§ **WHAT NEEDS TO BE DONE**: With the line containing "Local build from" as the start and the line containing "Actual: the list" as the end, transcribe that span of the entries below exactly, including both.

§ **THE INPUT**:
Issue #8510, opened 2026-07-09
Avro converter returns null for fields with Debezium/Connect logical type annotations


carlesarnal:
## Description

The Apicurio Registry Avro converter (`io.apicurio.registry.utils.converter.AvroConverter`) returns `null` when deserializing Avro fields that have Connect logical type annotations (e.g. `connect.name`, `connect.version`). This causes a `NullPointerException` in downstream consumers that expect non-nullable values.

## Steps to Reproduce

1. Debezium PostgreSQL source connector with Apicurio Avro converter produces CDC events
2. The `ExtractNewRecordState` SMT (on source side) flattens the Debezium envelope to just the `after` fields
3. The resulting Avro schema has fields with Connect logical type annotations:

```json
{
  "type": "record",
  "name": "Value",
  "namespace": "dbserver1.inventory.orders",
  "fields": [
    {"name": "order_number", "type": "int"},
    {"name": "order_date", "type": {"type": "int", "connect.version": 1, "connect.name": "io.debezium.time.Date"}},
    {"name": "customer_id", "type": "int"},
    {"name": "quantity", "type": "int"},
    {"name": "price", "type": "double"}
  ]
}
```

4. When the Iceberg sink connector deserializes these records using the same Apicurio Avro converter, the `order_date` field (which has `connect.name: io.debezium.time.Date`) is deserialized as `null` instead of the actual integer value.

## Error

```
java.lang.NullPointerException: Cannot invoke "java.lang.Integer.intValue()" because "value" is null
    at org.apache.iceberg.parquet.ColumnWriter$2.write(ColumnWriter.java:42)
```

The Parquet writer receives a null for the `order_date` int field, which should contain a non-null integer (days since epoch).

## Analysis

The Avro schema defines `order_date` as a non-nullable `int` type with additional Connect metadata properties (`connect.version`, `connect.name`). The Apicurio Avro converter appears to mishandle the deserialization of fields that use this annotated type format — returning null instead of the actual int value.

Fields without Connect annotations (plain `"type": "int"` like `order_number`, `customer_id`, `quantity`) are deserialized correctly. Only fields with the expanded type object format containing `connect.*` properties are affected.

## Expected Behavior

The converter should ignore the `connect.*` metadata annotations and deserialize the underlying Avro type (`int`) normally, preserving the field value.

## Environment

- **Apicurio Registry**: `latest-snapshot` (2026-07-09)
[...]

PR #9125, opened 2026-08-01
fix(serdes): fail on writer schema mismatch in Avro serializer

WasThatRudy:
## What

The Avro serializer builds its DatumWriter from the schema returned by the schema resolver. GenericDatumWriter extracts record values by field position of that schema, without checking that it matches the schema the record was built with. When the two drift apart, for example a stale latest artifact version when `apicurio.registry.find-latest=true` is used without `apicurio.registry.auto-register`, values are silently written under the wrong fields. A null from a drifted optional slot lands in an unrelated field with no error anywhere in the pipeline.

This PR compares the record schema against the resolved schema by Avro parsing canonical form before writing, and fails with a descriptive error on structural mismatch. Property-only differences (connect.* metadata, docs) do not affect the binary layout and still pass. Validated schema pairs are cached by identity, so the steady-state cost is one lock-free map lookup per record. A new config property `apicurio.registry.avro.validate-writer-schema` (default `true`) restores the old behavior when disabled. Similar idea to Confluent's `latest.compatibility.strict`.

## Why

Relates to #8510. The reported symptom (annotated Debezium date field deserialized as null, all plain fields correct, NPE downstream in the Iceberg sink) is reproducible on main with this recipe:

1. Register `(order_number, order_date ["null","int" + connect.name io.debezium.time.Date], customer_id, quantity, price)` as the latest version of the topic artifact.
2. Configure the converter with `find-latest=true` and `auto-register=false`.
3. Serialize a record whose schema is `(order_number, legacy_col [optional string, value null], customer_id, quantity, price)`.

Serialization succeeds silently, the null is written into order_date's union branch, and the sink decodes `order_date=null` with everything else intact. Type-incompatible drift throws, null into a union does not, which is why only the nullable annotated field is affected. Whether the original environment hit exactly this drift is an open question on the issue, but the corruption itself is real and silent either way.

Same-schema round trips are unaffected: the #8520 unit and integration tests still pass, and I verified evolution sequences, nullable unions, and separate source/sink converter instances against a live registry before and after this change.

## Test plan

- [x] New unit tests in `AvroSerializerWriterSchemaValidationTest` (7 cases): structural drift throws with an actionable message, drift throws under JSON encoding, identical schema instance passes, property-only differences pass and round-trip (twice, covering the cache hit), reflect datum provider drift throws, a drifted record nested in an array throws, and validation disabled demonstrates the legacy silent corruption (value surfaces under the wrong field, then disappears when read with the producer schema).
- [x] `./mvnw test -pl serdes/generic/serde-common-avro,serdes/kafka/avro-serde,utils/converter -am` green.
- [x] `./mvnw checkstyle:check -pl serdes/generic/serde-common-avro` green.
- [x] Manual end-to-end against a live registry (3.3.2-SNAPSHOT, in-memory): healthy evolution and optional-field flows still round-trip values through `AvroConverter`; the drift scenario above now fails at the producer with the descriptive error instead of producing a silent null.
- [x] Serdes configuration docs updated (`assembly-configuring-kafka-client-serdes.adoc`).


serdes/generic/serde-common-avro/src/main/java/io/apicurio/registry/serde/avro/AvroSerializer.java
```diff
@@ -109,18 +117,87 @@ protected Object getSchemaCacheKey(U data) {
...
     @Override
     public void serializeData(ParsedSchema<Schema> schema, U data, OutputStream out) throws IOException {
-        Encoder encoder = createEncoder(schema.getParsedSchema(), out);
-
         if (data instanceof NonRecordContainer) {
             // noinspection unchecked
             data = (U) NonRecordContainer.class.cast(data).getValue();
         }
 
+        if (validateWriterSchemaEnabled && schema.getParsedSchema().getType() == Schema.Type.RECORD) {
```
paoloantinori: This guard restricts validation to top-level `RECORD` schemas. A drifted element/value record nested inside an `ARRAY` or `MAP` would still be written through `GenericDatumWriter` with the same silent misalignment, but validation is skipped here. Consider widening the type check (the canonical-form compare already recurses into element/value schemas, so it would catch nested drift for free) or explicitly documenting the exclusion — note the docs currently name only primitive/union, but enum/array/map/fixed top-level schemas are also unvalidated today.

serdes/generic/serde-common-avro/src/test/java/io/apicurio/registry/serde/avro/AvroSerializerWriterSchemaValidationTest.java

--

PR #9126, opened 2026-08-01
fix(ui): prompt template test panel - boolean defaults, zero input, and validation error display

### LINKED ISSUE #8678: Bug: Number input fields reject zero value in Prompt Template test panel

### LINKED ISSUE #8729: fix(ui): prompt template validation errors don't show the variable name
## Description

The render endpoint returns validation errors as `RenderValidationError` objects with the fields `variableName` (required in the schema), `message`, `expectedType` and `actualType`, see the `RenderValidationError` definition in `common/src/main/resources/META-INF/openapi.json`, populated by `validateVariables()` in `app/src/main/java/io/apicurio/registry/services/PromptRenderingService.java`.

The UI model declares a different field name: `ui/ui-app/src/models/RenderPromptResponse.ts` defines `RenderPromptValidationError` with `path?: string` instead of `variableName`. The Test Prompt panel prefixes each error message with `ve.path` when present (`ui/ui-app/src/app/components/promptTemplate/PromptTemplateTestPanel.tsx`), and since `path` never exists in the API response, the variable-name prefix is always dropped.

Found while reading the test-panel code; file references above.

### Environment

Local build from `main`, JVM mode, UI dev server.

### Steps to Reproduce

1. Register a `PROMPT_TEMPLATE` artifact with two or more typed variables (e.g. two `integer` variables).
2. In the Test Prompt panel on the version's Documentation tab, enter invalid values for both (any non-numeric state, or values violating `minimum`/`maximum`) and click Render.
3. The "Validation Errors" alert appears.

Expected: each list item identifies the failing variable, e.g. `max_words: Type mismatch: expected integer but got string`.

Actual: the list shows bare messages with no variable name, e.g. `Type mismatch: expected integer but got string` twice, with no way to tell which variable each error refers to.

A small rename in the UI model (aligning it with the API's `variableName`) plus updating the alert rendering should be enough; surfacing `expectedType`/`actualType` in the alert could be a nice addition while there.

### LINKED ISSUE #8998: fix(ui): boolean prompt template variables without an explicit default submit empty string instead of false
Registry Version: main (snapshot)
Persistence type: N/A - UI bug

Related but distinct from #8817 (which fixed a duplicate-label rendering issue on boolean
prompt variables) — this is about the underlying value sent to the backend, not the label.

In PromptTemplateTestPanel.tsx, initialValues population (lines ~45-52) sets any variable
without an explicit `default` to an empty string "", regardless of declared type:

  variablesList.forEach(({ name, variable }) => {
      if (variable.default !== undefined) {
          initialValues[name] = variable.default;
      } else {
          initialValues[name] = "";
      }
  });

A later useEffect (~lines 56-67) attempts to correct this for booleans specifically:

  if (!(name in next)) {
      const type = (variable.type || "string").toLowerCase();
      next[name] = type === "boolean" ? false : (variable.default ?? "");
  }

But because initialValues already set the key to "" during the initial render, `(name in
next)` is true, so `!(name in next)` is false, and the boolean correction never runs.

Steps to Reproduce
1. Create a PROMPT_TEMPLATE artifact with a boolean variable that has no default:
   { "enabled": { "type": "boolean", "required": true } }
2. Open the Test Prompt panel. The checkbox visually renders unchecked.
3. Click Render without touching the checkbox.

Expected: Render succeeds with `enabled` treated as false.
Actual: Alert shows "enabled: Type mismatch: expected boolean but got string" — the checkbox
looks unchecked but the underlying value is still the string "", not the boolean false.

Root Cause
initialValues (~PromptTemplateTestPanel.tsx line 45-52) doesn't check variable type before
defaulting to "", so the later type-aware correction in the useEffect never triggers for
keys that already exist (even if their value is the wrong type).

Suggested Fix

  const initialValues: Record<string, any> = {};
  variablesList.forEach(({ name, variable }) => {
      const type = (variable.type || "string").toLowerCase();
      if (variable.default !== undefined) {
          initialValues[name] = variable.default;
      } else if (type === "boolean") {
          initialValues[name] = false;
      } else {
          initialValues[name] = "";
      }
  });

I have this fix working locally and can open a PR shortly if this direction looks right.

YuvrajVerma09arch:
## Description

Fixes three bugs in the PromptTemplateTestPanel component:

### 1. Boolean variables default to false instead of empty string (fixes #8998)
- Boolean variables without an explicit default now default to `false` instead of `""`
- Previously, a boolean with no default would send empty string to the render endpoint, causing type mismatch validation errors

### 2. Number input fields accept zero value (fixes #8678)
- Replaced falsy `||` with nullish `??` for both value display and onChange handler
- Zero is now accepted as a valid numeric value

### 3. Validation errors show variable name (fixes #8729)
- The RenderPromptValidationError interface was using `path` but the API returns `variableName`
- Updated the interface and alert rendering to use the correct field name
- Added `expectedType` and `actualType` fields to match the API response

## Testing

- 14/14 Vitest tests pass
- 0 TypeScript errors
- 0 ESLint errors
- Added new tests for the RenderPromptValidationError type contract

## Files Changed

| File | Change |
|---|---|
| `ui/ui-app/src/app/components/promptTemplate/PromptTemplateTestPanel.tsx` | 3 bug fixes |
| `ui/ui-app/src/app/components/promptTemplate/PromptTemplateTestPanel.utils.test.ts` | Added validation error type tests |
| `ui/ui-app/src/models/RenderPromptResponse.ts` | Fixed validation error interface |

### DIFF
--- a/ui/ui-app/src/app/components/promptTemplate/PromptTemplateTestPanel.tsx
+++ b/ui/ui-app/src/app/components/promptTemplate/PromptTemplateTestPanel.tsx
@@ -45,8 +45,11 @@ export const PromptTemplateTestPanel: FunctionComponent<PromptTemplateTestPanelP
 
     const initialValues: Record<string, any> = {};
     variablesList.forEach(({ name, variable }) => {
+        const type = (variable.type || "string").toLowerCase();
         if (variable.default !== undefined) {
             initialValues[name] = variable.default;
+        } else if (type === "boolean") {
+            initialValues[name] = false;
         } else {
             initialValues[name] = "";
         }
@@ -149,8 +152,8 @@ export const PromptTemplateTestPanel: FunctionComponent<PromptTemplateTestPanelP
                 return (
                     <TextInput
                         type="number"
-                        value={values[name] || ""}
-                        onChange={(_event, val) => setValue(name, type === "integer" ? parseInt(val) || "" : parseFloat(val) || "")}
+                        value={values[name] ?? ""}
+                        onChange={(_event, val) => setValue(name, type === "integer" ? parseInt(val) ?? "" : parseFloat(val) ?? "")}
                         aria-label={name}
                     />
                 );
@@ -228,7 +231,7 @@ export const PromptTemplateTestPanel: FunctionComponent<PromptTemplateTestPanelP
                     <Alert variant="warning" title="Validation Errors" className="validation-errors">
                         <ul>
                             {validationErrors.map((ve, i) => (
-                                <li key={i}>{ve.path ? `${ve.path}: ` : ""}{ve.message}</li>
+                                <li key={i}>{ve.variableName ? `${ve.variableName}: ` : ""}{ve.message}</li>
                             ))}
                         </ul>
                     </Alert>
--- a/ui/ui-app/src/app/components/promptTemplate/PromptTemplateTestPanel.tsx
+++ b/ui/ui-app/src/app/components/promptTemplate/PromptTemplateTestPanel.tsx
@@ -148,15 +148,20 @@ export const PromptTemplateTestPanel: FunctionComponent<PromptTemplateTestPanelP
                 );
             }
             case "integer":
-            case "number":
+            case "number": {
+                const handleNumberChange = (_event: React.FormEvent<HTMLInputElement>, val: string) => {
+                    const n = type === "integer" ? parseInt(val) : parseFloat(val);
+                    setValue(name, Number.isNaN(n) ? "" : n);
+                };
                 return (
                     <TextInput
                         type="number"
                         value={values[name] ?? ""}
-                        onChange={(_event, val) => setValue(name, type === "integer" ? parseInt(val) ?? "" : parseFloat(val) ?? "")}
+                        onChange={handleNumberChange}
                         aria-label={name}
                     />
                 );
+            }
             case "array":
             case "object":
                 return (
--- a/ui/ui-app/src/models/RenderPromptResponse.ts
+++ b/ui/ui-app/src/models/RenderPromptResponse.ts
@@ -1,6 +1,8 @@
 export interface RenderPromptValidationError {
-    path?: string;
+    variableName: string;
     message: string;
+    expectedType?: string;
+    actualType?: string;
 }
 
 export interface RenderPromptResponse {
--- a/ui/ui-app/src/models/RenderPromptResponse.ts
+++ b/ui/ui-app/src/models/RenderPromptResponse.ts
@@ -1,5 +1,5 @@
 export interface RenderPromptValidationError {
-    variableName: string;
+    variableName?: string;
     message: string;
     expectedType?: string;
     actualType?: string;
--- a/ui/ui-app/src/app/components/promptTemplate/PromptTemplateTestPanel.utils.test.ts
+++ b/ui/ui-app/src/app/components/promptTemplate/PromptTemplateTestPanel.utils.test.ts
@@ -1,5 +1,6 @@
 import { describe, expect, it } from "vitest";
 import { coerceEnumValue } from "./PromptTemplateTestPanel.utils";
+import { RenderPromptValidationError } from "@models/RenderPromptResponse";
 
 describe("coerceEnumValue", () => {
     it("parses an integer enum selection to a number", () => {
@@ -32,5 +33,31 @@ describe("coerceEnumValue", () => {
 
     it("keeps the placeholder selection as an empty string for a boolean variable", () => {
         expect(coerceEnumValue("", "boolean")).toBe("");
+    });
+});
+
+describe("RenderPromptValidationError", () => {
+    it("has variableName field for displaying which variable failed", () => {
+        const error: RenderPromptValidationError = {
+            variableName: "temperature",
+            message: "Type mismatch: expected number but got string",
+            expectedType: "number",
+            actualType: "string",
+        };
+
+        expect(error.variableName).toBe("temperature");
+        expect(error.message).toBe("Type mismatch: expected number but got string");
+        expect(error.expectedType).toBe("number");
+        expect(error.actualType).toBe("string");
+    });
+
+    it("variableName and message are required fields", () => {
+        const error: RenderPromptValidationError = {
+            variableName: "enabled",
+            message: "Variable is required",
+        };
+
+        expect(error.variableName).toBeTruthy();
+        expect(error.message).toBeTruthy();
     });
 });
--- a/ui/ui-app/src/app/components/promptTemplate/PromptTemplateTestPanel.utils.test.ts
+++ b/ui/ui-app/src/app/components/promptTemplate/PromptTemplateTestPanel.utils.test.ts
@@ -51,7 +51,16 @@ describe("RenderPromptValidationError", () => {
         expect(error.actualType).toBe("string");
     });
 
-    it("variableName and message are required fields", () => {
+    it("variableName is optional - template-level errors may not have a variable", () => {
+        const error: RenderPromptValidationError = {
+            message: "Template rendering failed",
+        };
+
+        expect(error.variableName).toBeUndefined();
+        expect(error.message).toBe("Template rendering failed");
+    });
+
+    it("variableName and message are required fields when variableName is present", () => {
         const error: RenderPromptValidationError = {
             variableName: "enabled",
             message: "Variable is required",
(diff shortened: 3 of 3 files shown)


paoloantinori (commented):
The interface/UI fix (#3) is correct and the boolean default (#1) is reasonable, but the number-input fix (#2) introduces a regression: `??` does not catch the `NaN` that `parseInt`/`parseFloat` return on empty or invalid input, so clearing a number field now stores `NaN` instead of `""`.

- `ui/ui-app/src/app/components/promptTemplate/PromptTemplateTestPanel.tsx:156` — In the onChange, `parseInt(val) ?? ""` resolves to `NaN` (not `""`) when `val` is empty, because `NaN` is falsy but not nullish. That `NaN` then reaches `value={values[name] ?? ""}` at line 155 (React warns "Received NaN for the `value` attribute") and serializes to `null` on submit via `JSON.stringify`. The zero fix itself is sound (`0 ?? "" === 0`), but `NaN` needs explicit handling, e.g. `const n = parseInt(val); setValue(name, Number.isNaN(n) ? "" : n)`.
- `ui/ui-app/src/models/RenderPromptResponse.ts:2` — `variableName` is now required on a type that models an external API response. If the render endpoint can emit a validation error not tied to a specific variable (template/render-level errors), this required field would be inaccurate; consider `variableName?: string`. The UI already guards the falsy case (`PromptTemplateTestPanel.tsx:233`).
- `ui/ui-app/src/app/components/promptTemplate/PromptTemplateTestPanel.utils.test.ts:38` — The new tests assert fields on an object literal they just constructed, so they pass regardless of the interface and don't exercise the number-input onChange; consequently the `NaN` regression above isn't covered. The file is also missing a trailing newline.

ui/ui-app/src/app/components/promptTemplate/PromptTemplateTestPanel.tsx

§ **THE COMPLETED TASK**:
Local build from `main`, JVM mode, UI dev server.

### Steps to Reproduce

1. Register a `PROMPT_TEMPLATE` artifact with two or more typed variables (e.g. two `integer` variables).
2. In the Test Prompt panel on the version's Documentation tab, enter invalid values for both (any non-numeric state, or values violating `minimum`/`maximum`) and click Render.
3. The "Validation Errors" alert appears.

Expected: each list item identifies the failing variable, e.g. `max_words: Type mismatch: expected integer but got string`.

Actual: the list shows bare messages with no variable name, e.g. `Type mismatch: expected integer but got string` twice, with no way to tell which variable each error refers to.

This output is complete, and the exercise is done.